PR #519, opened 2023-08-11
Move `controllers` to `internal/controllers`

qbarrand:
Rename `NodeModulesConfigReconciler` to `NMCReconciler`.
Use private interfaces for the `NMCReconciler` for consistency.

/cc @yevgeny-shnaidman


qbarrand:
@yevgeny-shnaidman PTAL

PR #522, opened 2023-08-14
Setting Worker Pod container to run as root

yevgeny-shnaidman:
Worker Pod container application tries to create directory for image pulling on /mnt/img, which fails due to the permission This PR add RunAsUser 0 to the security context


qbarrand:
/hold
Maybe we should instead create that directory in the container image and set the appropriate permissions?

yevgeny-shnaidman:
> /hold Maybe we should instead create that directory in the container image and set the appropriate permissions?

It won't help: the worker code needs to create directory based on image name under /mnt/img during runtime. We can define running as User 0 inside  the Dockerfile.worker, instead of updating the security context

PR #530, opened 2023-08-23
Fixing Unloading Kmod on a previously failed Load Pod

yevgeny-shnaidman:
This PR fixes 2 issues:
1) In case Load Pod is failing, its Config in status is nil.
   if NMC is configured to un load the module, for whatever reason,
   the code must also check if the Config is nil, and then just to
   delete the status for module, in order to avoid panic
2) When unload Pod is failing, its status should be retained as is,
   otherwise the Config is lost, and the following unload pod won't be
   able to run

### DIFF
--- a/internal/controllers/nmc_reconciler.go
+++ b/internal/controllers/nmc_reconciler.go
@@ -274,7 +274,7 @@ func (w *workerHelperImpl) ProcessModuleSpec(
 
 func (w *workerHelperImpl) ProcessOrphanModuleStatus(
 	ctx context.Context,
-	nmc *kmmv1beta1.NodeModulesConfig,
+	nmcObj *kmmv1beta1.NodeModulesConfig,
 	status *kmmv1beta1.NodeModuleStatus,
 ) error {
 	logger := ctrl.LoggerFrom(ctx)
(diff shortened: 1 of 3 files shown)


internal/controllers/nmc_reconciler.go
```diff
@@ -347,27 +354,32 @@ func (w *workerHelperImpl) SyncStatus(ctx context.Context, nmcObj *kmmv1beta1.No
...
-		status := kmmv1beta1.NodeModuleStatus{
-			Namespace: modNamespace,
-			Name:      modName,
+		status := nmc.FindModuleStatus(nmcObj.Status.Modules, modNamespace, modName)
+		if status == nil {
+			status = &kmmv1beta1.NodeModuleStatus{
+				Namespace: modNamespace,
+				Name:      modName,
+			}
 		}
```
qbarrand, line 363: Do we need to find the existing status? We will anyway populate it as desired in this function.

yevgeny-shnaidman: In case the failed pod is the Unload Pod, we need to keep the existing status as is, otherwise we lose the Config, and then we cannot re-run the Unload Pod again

============

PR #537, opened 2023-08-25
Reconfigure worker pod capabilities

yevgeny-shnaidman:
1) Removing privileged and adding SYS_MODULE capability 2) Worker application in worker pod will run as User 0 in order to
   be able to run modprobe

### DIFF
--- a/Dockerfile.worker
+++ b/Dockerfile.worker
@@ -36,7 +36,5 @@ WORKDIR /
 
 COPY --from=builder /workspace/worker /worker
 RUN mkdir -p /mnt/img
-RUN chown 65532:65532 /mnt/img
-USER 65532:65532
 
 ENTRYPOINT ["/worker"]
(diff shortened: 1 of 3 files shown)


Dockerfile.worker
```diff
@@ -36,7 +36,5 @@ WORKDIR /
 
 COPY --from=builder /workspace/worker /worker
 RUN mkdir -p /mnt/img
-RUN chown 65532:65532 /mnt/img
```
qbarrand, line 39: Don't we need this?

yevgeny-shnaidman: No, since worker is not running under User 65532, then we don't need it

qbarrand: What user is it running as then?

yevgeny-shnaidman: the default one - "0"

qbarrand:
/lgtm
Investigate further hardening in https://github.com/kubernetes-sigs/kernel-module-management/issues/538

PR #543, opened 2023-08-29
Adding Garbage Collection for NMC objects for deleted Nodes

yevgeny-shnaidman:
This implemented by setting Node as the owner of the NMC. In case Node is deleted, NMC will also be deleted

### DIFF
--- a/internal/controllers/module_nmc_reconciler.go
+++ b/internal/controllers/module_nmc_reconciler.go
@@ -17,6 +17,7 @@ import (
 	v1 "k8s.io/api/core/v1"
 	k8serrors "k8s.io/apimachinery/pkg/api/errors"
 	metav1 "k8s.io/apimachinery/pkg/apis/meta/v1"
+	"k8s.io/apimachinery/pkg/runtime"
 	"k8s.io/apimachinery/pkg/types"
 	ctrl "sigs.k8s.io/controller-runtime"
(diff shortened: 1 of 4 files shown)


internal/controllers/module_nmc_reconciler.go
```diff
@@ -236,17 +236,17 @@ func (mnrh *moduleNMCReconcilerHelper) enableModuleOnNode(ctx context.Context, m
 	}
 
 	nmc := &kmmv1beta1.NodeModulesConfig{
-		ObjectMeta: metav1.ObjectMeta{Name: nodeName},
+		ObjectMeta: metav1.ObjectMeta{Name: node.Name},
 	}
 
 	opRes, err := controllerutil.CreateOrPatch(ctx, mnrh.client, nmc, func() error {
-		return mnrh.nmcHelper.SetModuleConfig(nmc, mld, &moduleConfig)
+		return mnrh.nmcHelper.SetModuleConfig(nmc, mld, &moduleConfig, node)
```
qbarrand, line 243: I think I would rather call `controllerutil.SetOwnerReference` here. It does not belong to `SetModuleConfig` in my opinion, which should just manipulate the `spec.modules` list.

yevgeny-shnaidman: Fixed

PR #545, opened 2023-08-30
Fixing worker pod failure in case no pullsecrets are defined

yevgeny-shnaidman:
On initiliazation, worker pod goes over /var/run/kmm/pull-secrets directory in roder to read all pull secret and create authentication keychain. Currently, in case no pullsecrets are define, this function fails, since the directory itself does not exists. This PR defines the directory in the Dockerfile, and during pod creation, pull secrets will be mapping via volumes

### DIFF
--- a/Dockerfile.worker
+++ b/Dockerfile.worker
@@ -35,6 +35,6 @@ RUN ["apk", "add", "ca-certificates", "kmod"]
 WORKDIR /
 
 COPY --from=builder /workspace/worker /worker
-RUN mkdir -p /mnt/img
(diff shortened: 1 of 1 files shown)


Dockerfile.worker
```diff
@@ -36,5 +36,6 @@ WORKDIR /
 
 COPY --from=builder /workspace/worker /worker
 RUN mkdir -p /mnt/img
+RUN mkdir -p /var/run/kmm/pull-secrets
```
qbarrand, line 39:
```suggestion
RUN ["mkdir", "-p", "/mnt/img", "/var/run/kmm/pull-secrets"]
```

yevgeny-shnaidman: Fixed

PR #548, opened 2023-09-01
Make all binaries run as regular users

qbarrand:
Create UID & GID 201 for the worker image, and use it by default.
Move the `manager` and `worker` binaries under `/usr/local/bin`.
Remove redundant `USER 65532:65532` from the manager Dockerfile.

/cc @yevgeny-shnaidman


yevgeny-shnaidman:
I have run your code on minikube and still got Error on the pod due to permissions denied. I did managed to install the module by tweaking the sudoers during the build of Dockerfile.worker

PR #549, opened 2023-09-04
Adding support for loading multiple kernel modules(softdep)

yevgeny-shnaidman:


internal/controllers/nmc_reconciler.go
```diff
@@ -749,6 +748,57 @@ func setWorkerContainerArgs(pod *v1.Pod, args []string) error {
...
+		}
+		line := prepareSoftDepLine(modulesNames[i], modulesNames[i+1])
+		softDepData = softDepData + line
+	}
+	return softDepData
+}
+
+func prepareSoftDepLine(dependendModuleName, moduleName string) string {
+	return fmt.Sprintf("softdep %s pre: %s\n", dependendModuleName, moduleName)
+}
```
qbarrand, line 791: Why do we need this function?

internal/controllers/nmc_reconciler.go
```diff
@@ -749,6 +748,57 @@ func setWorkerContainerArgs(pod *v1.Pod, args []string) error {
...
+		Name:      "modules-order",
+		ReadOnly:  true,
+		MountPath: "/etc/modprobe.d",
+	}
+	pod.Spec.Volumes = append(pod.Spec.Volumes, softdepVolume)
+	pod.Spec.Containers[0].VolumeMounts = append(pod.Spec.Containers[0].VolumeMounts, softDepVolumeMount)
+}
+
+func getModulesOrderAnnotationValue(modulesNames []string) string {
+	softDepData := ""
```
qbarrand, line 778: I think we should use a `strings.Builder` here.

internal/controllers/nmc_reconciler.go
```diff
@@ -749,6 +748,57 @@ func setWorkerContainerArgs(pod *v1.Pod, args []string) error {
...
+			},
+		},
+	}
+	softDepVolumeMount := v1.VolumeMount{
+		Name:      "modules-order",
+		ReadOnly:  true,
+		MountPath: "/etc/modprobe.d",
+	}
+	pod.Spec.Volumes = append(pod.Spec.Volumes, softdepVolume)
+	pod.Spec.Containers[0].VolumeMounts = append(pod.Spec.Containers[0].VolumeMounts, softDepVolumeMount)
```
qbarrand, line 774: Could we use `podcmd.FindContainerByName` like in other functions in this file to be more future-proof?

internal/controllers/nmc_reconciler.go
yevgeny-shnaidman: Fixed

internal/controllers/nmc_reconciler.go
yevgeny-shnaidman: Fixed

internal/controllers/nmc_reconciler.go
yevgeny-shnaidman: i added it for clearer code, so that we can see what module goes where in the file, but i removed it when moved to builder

============

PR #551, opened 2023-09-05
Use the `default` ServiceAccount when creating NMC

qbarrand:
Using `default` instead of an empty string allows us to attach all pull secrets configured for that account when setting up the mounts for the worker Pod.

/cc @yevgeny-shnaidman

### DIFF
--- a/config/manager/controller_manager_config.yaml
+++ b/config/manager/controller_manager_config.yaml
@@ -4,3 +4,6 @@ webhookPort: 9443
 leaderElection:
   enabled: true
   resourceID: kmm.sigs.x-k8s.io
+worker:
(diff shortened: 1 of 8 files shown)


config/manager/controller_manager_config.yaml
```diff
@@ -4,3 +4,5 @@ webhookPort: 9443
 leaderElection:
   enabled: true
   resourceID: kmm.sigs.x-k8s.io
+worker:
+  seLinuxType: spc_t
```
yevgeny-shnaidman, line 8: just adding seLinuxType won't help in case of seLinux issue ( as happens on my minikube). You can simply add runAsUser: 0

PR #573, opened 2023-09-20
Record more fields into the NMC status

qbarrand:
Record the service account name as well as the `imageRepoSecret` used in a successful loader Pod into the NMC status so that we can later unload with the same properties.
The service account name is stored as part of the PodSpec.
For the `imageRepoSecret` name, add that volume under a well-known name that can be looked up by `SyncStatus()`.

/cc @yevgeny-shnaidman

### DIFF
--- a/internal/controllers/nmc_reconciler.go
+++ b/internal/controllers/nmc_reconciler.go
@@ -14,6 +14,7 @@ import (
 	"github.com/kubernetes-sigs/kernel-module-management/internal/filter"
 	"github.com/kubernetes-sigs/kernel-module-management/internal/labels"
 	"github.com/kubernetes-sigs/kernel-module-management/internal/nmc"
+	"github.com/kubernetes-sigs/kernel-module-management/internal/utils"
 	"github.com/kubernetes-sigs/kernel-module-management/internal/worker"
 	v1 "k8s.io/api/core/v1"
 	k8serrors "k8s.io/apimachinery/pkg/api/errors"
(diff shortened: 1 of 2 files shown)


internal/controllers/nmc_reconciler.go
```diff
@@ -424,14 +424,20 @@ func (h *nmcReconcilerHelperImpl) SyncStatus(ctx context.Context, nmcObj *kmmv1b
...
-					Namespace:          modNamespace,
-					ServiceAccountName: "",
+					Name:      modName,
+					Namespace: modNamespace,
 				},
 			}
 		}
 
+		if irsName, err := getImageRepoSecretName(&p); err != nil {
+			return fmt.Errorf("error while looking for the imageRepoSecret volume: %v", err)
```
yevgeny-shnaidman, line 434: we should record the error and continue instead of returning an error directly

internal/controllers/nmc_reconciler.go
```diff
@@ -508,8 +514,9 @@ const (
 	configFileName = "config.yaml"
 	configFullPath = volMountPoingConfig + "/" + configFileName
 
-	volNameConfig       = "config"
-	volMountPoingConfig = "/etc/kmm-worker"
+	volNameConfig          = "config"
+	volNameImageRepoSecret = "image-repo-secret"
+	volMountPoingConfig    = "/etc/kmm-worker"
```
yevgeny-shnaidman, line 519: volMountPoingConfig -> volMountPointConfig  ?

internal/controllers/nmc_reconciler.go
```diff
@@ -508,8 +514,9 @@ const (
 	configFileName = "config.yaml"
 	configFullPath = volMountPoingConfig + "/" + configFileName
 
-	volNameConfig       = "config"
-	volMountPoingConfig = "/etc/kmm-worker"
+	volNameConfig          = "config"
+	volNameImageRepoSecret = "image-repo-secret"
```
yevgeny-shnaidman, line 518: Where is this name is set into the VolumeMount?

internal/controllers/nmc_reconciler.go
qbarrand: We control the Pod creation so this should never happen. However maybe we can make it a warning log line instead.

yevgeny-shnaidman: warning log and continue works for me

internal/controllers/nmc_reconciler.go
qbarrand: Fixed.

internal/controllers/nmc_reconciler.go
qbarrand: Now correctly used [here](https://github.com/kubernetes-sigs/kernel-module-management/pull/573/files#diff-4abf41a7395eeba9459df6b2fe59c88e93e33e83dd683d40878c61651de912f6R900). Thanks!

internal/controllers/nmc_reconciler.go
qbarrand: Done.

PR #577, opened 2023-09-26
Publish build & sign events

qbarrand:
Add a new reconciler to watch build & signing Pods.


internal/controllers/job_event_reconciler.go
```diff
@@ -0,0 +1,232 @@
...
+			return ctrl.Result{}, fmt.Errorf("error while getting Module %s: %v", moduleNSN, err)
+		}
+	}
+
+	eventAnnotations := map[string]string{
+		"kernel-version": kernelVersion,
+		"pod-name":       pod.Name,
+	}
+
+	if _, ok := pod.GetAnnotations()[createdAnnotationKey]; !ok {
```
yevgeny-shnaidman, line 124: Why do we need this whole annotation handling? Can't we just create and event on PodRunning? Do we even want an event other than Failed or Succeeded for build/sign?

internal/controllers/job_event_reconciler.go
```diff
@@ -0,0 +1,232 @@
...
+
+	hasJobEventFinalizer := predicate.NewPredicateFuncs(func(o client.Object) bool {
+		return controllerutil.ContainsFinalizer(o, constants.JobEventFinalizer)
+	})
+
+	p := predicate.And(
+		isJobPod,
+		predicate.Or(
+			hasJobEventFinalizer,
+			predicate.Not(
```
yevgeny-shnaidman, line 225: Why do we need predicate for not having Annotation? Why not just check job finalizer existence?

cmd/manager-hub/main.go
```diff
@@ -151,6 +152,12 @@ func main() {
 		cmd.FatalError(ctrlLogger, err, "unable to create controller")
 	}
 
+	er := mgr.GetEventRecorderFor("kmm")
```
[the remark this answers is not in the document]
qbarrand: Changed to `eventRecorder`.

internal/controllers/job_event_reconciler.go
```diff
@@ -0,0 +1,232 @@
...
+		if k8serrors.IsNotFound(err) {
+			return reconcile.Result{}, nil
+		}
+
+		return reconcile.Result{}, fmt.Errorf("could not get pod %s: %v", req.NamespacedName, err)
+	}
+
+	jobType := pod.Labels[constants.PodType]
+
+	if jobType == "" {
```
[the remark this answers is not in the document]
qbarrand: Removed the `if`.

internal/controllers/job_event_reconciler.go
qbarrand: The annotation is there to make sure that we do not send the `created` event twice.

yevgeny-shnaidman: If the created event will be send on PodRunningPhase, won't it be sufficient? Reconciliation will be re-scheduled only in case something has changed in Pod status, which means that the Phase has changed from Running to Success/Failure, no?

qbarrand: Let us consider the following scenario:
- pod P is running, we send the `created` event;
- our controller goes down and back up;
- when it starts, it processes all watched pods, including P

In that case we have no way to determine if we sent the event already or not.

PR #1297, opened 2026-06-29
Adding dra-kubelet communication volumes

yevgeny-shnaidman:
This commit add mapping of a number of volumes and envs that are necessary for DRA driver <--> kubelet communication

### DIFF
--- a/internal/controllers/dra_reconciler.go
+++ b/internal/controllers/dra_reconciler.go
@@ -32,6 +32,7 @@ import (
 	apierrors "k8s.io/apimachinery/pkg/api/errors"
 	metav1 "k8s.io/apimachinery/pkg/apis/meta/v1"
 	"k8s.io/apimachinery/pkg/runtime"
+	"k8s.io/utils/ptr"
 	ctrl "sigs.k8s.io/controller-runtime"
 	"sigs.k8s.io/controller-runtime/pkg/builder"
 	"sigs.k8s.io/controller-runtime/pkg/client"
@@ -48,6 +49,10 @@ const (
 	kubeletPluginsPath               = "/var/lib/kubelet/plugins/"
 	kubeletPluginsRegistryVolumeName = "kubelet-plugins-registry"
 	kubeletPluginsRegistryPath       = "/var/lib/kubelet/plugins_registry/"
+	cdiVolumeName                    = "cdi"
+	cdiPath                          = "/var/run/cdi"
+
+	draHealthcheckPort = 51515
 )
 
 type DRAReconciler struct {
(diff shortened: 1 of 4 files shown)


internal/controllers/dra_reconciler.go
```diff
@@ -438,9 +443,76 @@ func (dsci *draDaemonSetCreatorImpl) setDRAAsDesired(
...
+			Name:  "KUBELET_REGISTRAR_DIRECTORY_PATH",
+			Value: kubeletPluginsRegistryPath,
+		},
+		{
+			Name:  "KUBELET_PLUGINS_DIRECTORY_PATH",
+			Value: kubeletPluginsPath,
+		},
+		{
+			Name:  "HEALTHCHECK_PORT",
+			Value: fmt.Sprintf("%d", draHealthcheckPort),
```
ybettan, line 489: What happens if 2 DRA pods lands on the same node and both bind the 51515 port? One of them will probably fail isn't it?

============

Task brief: All lines in the entries above that include "SetModuleConfig" should be found and copied.

Solved exercise:
-		return mnrh.nmcHelper.SetModuleConfig(nmc, mld, &moduleConfig)
+		return mnrh.nmcHelper.SetModuleConfig(nmc, mld, &moduleConfig, node)
qbarrand, line 243: I think I would rather call `controllerutil.SetOwnerReference` here. It does not belong to `SetModuleConfig` in my opinion, which should just manipulate the `spec.modules` list.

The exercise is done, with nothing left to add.